$G$ is a tree $\iff G$ contains no cycles, but if you add one edge you create exactly one cycle
Could anyone please be so kind to check my proof? That would be very much appreciated. Thank you in advance.
My proof:
'$\rightarrow$' Assume $G$ is a tree. Then by definition it is connected. Furthermore, there is a unique $u, v$-path for every $u,v \text{ in } G$. For arbitrary $u$ and $v$, let this path be $u=u_1\rightarrow u_2\rightarrow \dots \rightarrow u_k=v$. Assume $\nexists$ an edge $e=\{u_i,u_j\}$ for some vertices $u_i, u_j \text{ } (j>i)$ in this path. Now add this edge $e=\{u_i,u_j\}$. Then we can follow the original $u,v$-path until we arrive at $u_j$ and then return to $u_i$ via $e$. Hence this is a cycle.
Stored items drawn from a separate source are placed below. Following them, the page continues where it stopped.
PR #59, opened 2019-09-18
Skip empty pronunciations

### LINKED ISSUE #58: mssing phoneme value
Wiktionary sometimes does not provide IPAs, in which case, only graphemes are scraped.

jacksonllee:
This PR fixes the bug that we previously got scraped data where a pronunciation could be "empty" (= with only stress marks or syllable boundaries, or truly empty).

An example pronunciation in point brought up by @yeonju123 is https://en.wiktionary.org/wiki/marcap%C3%A1ginas, where the Spanish pronunciation is strangely a stress mark only as `/ˈ/` at the time of writing.

Resolves #58.

### DIFF
--- a/wikipron/config.py
+++ b/wikipron/config.py
@@ -127,16 +127,16 @@ class Config:
         if no_syllable_boundaries:
             processors.append(functools.partial(re.sub, r"\.", ""))
 
+        prosodic_markers = frozenset(["ˈ", "ˌ", "."])
+
         def wrapper(pron):
             for processor in processors:
                 pron = processor(pron)
             # GH-59: Skip prons that are empty, or have only stress marks or
             # syllable boundaries. The `any()` call is much faster than
             # re.match(r"[^ˈˌ.]", pron).
-            if any(c not in "ˈˌ." for c in pron):
+            if any(c not in prosodic_markers for c in pron):
                 return pron
-            else:
-                return None
 
         return wrapper
 
--- a/wikipron/config.py
+++ b/wikipron/config.py
@@ -130,7 +130,13 @@ class Config:
         def wrapper(pron):
             for processor in processors:
                 pron = processor(pron)
-            return pron
+            # GH-59: Skip prons that are empty, or have only stress marks or
+            # syllable boundaries. The `any()` call is much faster than
+            # re.match(r"[^ˈˌ.]", pron).
+            if any(c not in "ˈˌ." for c in pron):
+                return pron
+            else:
+                return None
 
         return wrapper
 
--- a/wikipron/scrape.py
+++ b/wikipron/scrape.py
@@ -48,10 +48,7 @@ def _scrape_once(data, config: Config) -> Iterator[Pair]:
             if " " in pron:
                 continue
             pron = config.process_pron(pron)
-            # GH-59: Skip prons that are empty, or have only stress marks or
-            # syllable boundaries. The `any()` call is much faster than
-            # re.match(r"[^ˈˌ.]", pron).
-            if any(c not in "ˈˌ." for c in pron):
+            if pron:
                 yield (word, pron)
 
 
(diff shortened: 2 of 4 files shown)


wikipron/config.py
```diff
@@ -130,7 +130,13 @@ def _get_process_pron(
         def wrapper(pron):
             for processor in processors:
                 pron = processor(pron)
-            return pron
+            # GH-59: Skip prons that are empty, or have only stress marks or
+            # syllable boundaries. The `any()` call is much faster than
+            # re.match(r"[^ˈˌ.]", pron).
```
jacksonllee: `any` is good for us here as we're only interested in "if there's any" rather than wanting some exact match. For how much faster `any` is compared to `re.match`:

```python
Python 3.7.3 (default, Mar 27 2019, 16:54:48)
Type 'copyright', 'credits' or 'license' for more information
IPython 7.7.0 -- An enhanced Interactive Python. Type '?' for help.

In [1]: import re

In [2]: %timeit re.match(r"[^ˈˌ.]", "lɪŋ.ˈɡwɪs.tɪks")
718 ns ± 1.78 ns per loop (mean ± std. dev. of 7 runs, 1000000 loops each)

In [3]: %timeit any(c not in "ˈˌ." for c in "lɪŋ.ˈɡwɪs.tɪks")
321 ns ± 1.8 ns per loop (mean ± std. dev. of 7 runs, 1000000 loops each)
```

If I used `re.match` instead of `any`, the smoke test of `wikipron.scrape` in the test suite would fail because of exceeding the timeout limit.

wikipron/scrape.py
```diff
@@ -48,7 +48,8 @@ def _scrape_once(data, config: Config) -> Iterator[Pair]:
             if " " in pron:
                 continue
             pron = config.process_pron(pron)
-            yield (word, pron)
+            if pron:
+                yield (word, pron)
```
jacksonllee: I had to implement the "pron could be `None`" logic inside `config.process_pron` for testability, or else it's hard, if not impossible, to actually test the bug fix by making `unittest.mock` work with various network API calls. The codebase as-is has the test suite outside of the library code, plus we just so happen to have a name clash between the `wikipron.scrape` and the module `scrape.py`...

wikipron/config.py
kylebgorman: what about making those three characters a `frozenset`? Even when the number of things in the set is small I've found that very very fast compared to linear comparison.

wikipron/config.py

'$\leftarrow$' Assume $G$ contains no cycles but if you add one edge you create exactly one cycle. To prove that $G$ is a tree we only need to prove connectedness, since it is already given that $G$ contains no cycles. Reason by contradiction. Assume that $G$ is not connected. Then $\exists u \exists v \text{ }(u\neq v)$ in $G$ s.t. $\nexists$ an edge $\{u,v\}$. Add this edge. This will not create a cycle. But this contradicts our original assumption. Hence $G$ must be connected, and thus $G$ is a tree.
Best Answer
To prove "exactly one" in the $\rightarrow$ direction, suppose the addition of $(u,v)$ created (at least) two cycles. Both must include $(u,v)$ else they were cycles before. However, we now can go from $u$ to $v$ along two different paths in the tree, a contradiction.
In the $\leftarrow$ direction, if $G$ is not connected, choose $u,v$ from different components. Then adding $(u,v)$ cannot create a cycle.